BEGIN

PR #2660, opened 2024-03-21
UIU-3078: use Save & close button label stripes-component translation key 

UladzislauKutarkin:
https://folio-org.atlassian.net/browse/UIU-3078
We removed local `saveAndClose` label and replace it with `stripes-components.saveAndClose`. Also all related tests updated

### DIFF
--- a/CHANGELOG.md
+++ b/CHANGELOG.md
@@ -2,6 +2,7 @@
 
 ## [10.2.0] IN PROGRESS
 
+* UX consistency: Use Save & close button label stripes-component translation key. Refs UIU-3078.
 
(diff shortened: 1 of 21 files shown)


BogdanDenis (approved):

Terala-Priyanka (commented):
If this translation("ui-users.saveAndClose) is used nowhere else , it is worth cleanup. Please check.

UladzislauKutarkin:
> Can we remove the translation key from `/translations/ui-users/en.json` then, too? Hopefully, 🤞 that'll cause it to be removed from other locale files, just like adding a new key causes it to be added to other locale files.

Done!

PR #105, opened 2016-05-17
simplify if..else code example

wilzbach:
better show the user two different examples


stonemaster:
I just reverted the commit (apparently in the wrong way) because of #134. Please post a new pull request.

PR #110, opened 2016-05-17
fix function part II example

wilzbach:
sorry about that - we really need to check this via Travis ;-)


stonemaster:
Definitely 👍

PR #121, opened 2016-05-17
in-depth for operator overloading

wilzbach:
btw shouldn't we rename this into "operator overloading"?


stonemaster:
I would leave it at opDispatch & opApply because that really are the _gems_ in D. operator overloading can be found in other languages too.

PR #89, opened 2016-05-17
Use static assert for pointer types

wilzbach:

Issue #57, opened 2016-05-13
check whether examples are really compiling


wilzbach:
Before deployment travis should really check whether all code examples run, s.t. like this shouldn't happen ;-)

![image](https://cloud.githubusercontent.com/assets/4370550/15243419/22b24d38-1904-11e6-9263-d8786b5412f4.png)

stonemaster:
That would be useful definitely.

stonemaster:
@wilzbach actually that isn't a compiling error :-) That's how the example works currently..

Still automation is definitely useful!

PR #144, opened 2016-05-23
RESUBMISSION: 	Use static assert for pointer types

wilzbach:
#89 - do not merge

### DIFF
--- a/public/content/en/basics/storage-classes.md
+++ b/public/content/en/basics/storage-classes.md
@@ -60,28 +60,29 @@ import std.stdio;
 void main()
 {
     immutable forever = 100;
-    // ERROR:
-    // forever = 5;
+    static assert(!__traits(compiles,
+                  forever = 5;));
     writeln("forever: ",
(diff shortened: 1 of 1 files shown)


stonemaster:
Please rebase a last time to allow source code checking to kick in as per #57 :-)

wilzbach:
rebased.

wilzbach:
This was failing due to the increased width, reformatted & rebased.

stonemaster:
Reopen because compilation container was fixed.

wilzbach:
From https://dlang.org/spec/traits.html:

"Returns a bool true if all of the arguments compile (are semantically correct). The arguments can be symbols, types, or expressions that are syntactically correct. The arguments cannot be statements or declarations."

So well I guess we can't do this with `__traits(compiles, ...)`, I opened an [enhancement request](https://issues.dlang.org/show_bug.cgi?id=16175) - maybe this gets fixed at some point :)

PR #156, opened 2016-05-23
use table for basic types

wilzbach:
Not ideal, but at least a bit nicer representation of basic types.


stonemaster:
Did you check whether this actually works with the markdown parser of vibe.d?

wilzbach:
image

stonemaster:
Great. Didn't that feature. The "markdown" looks ugly but the final result looks good.

wilzbach:
Yes you can have arbitrary HTML within markdown, but of course you can't have markdown once a HTML tree was started ;-)

PR #158, opened 2016-05-23
add type properties

wilzbach:


wilzbach:
btw `stringof` is already used in the next section, so here is probably the best place to explain it.

wilzbach:
where could we add that every non-basic type has the property `.dup` for duplication?

wilzbach:
Rebased ;-)

Issue #147, opened 2016-05-23
const member functions


wilzbach:
Not a really highlighted feature, but pretty common in Phobos and quite useful.

Const member functions are functions that are not allowed to change any part of the object through the member function's this reference.

```
@property int length() const { return _length: }
```

(searches for a good spot)

wilzbach:
my bad - it's already there, but a bit hidden in a wall of text.

PR #167, opened 2016-05-23
use subsections

wilzbach:
Makes the text better visible, s.t. I don't oversee it (#147)
Ideally I would like to link to mixins and alias this.


stonemaster:
Links could be established when #184 is implemented

wilzbach:
> Links could be established when #184 is implemented

Yep but we should be careful if have numbers in the link name - maybe the URLs shouldn't contain any number then, so e.g. `basics/structs`

Apparently this was already merged as part of another PR - must have happened in the storm.

PR #177, opened 2016-05-23
remove function part 1, 2 naming

wilzbach:
replaces functions part II with delegates - a bit more expressive.


stonemaster:
Good suggestion. Just needs rebasing.

wilzbach:
> Good suggestion. Just needs rebasing.

Done.

PR #179, opened 2016-05-23
use tabs instead of spaces for html scope example

wilzbach:
I would even say that we should get rid of them entirely as this complicates the example unnecessarily.


stonemaster:
I would still let them in the example because the final output looks much nicer that way.

PR #182, opened 2016-05-23
subsections to contract programming

wilzbach:
I would even say that we should get rid of them entirely as this complicates the example unnecessarily.


stonemaster:
What exactly do you mean by getting rid of them?

wilzbach:
> What exactly do you mean by getting rid of them?

Oh sorry - seems like a previous message that was copied / kept in the cache. please ignore.

Issue #137, opened 2016-05-23
Split up in folder


wilzbach:
It's probably a lot easier for user to find the file they want to edit if we split-up the huge markdown file into a folder with multiple smaller files.

wilzbach:
One thing that I realized is that while this approach seems the better way to go, because we will have slim files and can better link to them, is that we would need to define the order somehow. This could be done with the file title, e.g. 01_ or an index file. 
Both have disadvantages, what do you prefer?

stonemaster:
I think I would prefer the 01_title.md way. Although reordering could be a pain this would allow to put as much information in the file name (which is then in the correct order locally when listing files too) and we don't need an additional file (that needs be edited which might be error-prone).
This could also be done for chapters using the same scheme for folders; this makes the internal hard-coding redundant 👍

wilzbach:
Great - I prefer the file name pproach too :)

wilzbach:
Something very important that we should keep in mind is that whenever we rename something (especially with the 05_...), we should have some easy way to remember this and redirect to the new content.
Breaking links is not nice.

wilzbach:
solved by #224 :)

PR #183, opened 2016-05-23
restructure run locally + add documentation links

wilzbach:
Idea: using either dmd or rdmd is the first command that a newcomer should need to execute.

### DIFF
--- a/public/content/en/welcome.md
+++ b/public/content/en/welcome.md
@@ -90,18 +90,19 @@ for other platforms like e.g. ARM.
 
 # Run D program locally
 
-D's standard package manager is [dub](http://code.dlang.org). When dub is
-installed locally a new project `test` can be created using
-the command line
+D comes with a compiler `dmd`, an script-like run tool `rdmd` and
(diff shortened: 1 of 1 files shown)


wilzbach:
what does this error mean?

```
object.Exception@source/contentprovider.d(101): public/content/en/welcome.md: Just one empty chapter title allowed: Run D program locally
```

I thought I can have subsections?

wilzbach:
> what does this error mean?

Ah I should read error messages, apparently it's bad to have 

```
# Chapter

#### A headline
```

because that's treated as "an empty chapter". Now I just put a small introduction sentence in here, maybe it's even good to have this requirement ;-)

stonemaster:
Yeah the first 1st level section title is taken as the title for the whole chapter. That's something to keep in in mind for #137 btw..

stonemaster:
Reopen because compilation container was fixed.

wilzbach:
> Reopen because compilation container was fixed.

Rebased & CI is passing now :)

Issue #159, opened 2016-05-23
gem: @nogc allocation 


wilzbach:
Probably showing off the features/API in std.experimental.allocator

wilzbach:
This issue was moved to dlang-tour/english#10

PR #189, opened 2016-05-25
Add C memory management example to Slices section

JackStouffer:
I don't know if this is too advanced for this section and you want it somewhere else, but this is a really cool feature of D. Also, it seems a lot of D regulars didn't even know about this feature: https://forum.dlang.org/post/mdnslsswqwxaugbaifaj@forum.dlang.org

### DIFF
--- a/public/content/en/basics.md
+++ b/public/content/en/basics.md
@@ -636,6 +636,12 @@ Slices generate a new view on existing memory. They *don't* create
 a new copy. If no slice holds a reference to that memory anymore - or a *sliced*
 part of it - it will be freed by the garbage collector.
 
+Slices can also enhance C style manual memory management by getting typed,
+dynamic arrays from `void*`.
+
+    void* ptr = calloc(4, int.sizeof);
+    int[] arr = (cast(int*) ptr)[0 .. 4];
+
 Using slices it's possible to write very efficient code for e.g. parsers
 that just operate on one memory block and just slice the parts they really need
 to work on - no need allocating new memory blocks.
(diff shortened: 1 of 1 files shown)


wilzbach:
I really like this feature (I didn't know about it before), so yes it should be documented, but I am not sure whether the basic tour is the right place. Maybe we can have a new gem for (advanced) manual memory management. It Could then also be extended to cover the Allocator api? 
See also #159

stonemaster:
I like this feature too. But I share @wilzbach's opinion about this feature being mentioned in the basic feature. D is a very sophisticated language and so the basic section is much more advanced already than that one of e.g. Go. I think we should make sure not to introduce too much special features here to make sure readers stay until the gems section. I like the about a gem on memory allocation where this feature is shown.

ZombineDev:
I think a dedicated section about systems programming concepts is needed. Very often people on the forums mention that they come from scripting/high-level languages and are not sure where to start. Also people comming from C/C++ we feel right at home. Here's a nice crowd-sourced book: https://github.com/angrave/SystemProgramming/wiki

Another option is to have something like "Effective D" where advanced concepts would be used in a more organized way. E.g. a series API or algorithm design problems, where first a naive Java-like solution is presented and then an idiomatic D solution which ties several Gems together, followed by a short discussion on why D's approach is better. For example using UDAs + CT introspection + static if for implementing (de)serialization.

JackStouffer:
I'm going to start small with a section in the gems area. I think we could either expand it later to a full blown "Systems Level D for ~~Script Kiddies~~ JavaScript Users" (lol), or a link to an external resource.

stonemaster:
Closing due to discussion.

wilzbach:
@JackStouffer can you resubmit with a new gem on systems programming?

JackStouffer:
Systems programming, isn't my strong suit. I'd be happy to submit one for manual memory management with std.allocator and malloc/slices, that is if I ever find the time ;)

Issue #181, opened 2016-05-23
show somehow that the memoization works


wilzbach:
would be quite cool if we could get a debug statement into the function that prints to stdout, to show that the function is really only called once.

http://tour.dlang.io/tour/gems/7

stonemaster:
That will be difficult because the nature of `pure` functions is to not change any other state.

wilzbach:
They allow to have debug statements, but then rdmd would need to be run with `-debug`

stonemaster:
Has `-debug` any other issues e.g. changes behaviour of imported standard modules?

wilzbach:
As a disclaimer: I am not an expert on this though. 

It runs all debug blocks , but phobos is already compiled so afaict no. Moreover  there are only a handful statements in Phobos. 

btw you should probably also activate `-g` (symbols) for a more pleasant stack trace.

ZombineDev:
`-debug` is the default anyway, so no need to worry.

stonemaster:
Closed with #194

Issue #44, opened 2016-05-13
Mobile-friendly/responsive view 


wilzbach:
After having had a look at the Go and Rust tour, which are both nice to read on one's phone - I think we can do a better than this 

![screenshot_20160513-100120](https://cloud.githubusercontent.com/assets/4370550/15240374/db9cd510-18f1-11e6-8c35-95d3b008715e.png)

Some ideas
- move the example code below the text on mobile 
- use the responsive dlang.org menu 
-...

stonemaster:
Bootstrap is used for theming so bascially this should work with some tweaking. On my phone (HTC One X+) and on my Ipad Mini the tour looks good in horizontal setup at least. I think the column tags must be set appropriately somehow.

wilzbach:
> Bootstrap is used for theming so bascially this should work with some tweaking. 

Hmm maybe you need to set the viewport correctly?
At least I expected the content to wrap, s.t. on mobile I only read the text and the example code is at the bottom of the page:

![image](https://cloud.githubusercontent.com/assets/4370550/15479235/7d6aa8ec-211f-11e6-9b65-3e072740b7f9.png)

PR #194, opened 2016-05-26
provide a working example for memoize

wilzbach:
Turns out that arrays are objects and for some reasons are different - is this a bug in the memoization?

Anyways I found a lot better example that is easier to understand, _works_ and shows off another great feature of D.
However for the debug statement to be printed it depends on #181, it needs

```
rdmd -debug
```

Ping @ZombineDev

Btw I couldn't find a nice & simple way to print the BigInt in scientific notation - ideas?

### DIFF
--- a/public/content/en/gems.md
+++ b/public/content/en/gems.md
@@ -450,31 +450,47 @@ and `@nogc`).
 
 ## {SourceCode}
 
-// Calculates median of nums. This function
-// is pure because it always returns the same
-// result for the same set of numbers.
-T median(T)(T[] nums) pure {
-    import std.algorithm: sort;
-    nums.sort();
-    if (nums.length % 2)
-        return nums[$ / 2];
-    else
-        return (nums[$ / 2 - 1]
-            + nums[$ / 2]) / 2;
+import std.bigint;
+
+/**
+ * Computes the power of a base
+ * with an exponent.
+ *
+ * Returns:
+ *     Result of the power as an
+ *     arbitrary-sized integer
+ */
+BigInt bigPow(uint base, uint power) pure
+{
+    BigInt result = 1;
+
+    foreach (_; 0 .. power)
+        result *= base;
+
+    return result;
 }
 
 void main()
 {
-    import std.stdio: writeln;
+    import std.datetime: benchmark, to;
     import std.functional: memoize;
+    import std.stdio;
+
     // memoize caches the result of the function
     // call depending on the input parameters.
     // pure functions are great for that!
-    alias fastMedian = memoize!(median!int);
+    alias fastBigPow = memoize!(bigPow);
 
-    writeln(fastMedian([7, 5, 3]));
-    // result will be cached!
-    writeln(fastMedian([7, 5, 3]));
+    void test()
+    {
+        writef(".uintLength() = %s ",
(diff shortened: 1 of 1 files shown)


ZombineDev:
Instead of (ab)using debug, you can just showcase the main reason to use memoize in first place - to save execution time. Here's an alternative example:

```
import std.bigint;

/**
Computes the power of a base with an exponent.

Returns:
    Result of the power as an
    arbitrary-sized integer
*/
BigInt bigpow(uint base, uint exp) pure
{
    // to help debugging pure functions
    // can contain impure debug code

    BigInt result = base;
    while (exp > 0)
    {
        result *= base;
        exp--;
    }
    return result;
}

void main()
{
    import std.stdio;
    import std.functional: memoize;
    import std.conv : text;
    import std.datetime: benchmark, to;

    // memoize caches the result of the function
    // call depending on the input parameters.
    // pure functions are great for that!
    alias fastBigPow = memoize!(bigpow);

    void test()
    {
        auto len = fastBigPow(5, 10000).text.length;
        writef("calculating length = %s took: ", len);
    }

    foreach (i; 0 .. 10)
        benchmark!test(1)[0].to!("msecs", float).writeln;
}
```

stonemaster:
I prefer @ZombineDev's solution because the result is at least as convincing that `memoize` works and shows the real-world benefit of how D can makes things perform better, still just requiring one a few bytes more. I also ran it on the tour online and performance gains are visible there too.

wilzbach:
> Instead of (ab)using debug, you can just showcase the main reason to use memoize in first place - to save execution time. Here's an alternative example:

That's a great idea!
I rebased with this and made two minor modifications
- documentation header was now greater than 48 chars -> line break
- I moved "took" to the benchmark function to avoid confusion

ZombineDev:
> I moved "took" to the benchmark function to avoid confusion

That was also how I did it at first, but it made `benchmark` a couple of magnitudes slower, which made the `memoize` win by a much smaller margin - something like 20ms vs 1-2ms (instead of 0.005ms).

wilzbach:
> That was also how I did it at first, but it made benchmark a couple of magnitudes slower, which made the memoize win by a much smaller margin - something like 20ms vs 1-2ms (instead of 0.005ms).

Sorry for the confusion - I just moved the console output printing word "took" to the `foreach` loop. At least on my machine this doesn't affect the huge gained speed-up.

public/content/en/gems.md
```diff
@@ -450,31 +450,45 @@ and `@nogc`).
...
+    {
+        auto len = fastBigPow(5, 10000).uintLength;
+        writef("calculating .uintLength() = %s ", len);
+    }
 
-    writeln(fastMedian([7, 5, 3]));
-    // result will be cached!
-    writeln(fastMedian([7, 5, 3]));
+    foreach (i; 0 .. 10)
+        benchmark!test(1)[0].to!("msecs", double).writeln("took: miliseconds");
```
stonemaster: 48 chars :-)

wilzbach:
> 48 chars :-)

There were actually more occurences.
Fixed them and filled #196.
Btw we also should fix the mobile view (#44) to actually get advantage of the 48 chars rule.

PR #200, opened 2016-05-31
Implement #57.

stonemaster:
Sanity-checking can be done at startup of tour using the --sanitycheck flag.
All source code examples not markes as incomplete (title `{SourceCode:incomplete}`)
are checked for validity.

Also added travis CI so that is done before the final Docker image
is pushed.


wilzbach:
Awesome - thanks!

PR #220, opened 2016-06-09
Revert "remove some of the incomplete sections"

stonemaster:
Reverts stonemaster/dlang-tour#203

Sanity check fails

### DIFF
--- a/public/content/en/basics.md
+++ b/public/content/en/basics.md
@@ -501,7 +501,7 @@ the example application successfully run:
   conveniently returns a string using `printf`-like syntax:
   `format("MyInt = %d", myInt)`.
 
-## {SourceCode}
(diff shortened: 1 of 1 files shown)


wilzbach:
How about directly fixing the error than reverting? 
I mean also reverting takes time ;-)

stonemaster:
I currently don't have access to a computer just a pad :-) but these sections should really not compile because there are to be competed by the user..

wilzbach:
> these sections should really not compile because there are to be competed by the user..

They should because otherwise we get frustrated newbie  users ;-)

stonemaster:
That's another topic. Currently the sanity check fails. And some how we need something incomplete to validate that the exercise has been done right :-)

END

#### [Work instruction]
Report every line containing the string "functional" in the material.

#### [Your response]
     import std.functional: memoize;
    import std.functional: memoize;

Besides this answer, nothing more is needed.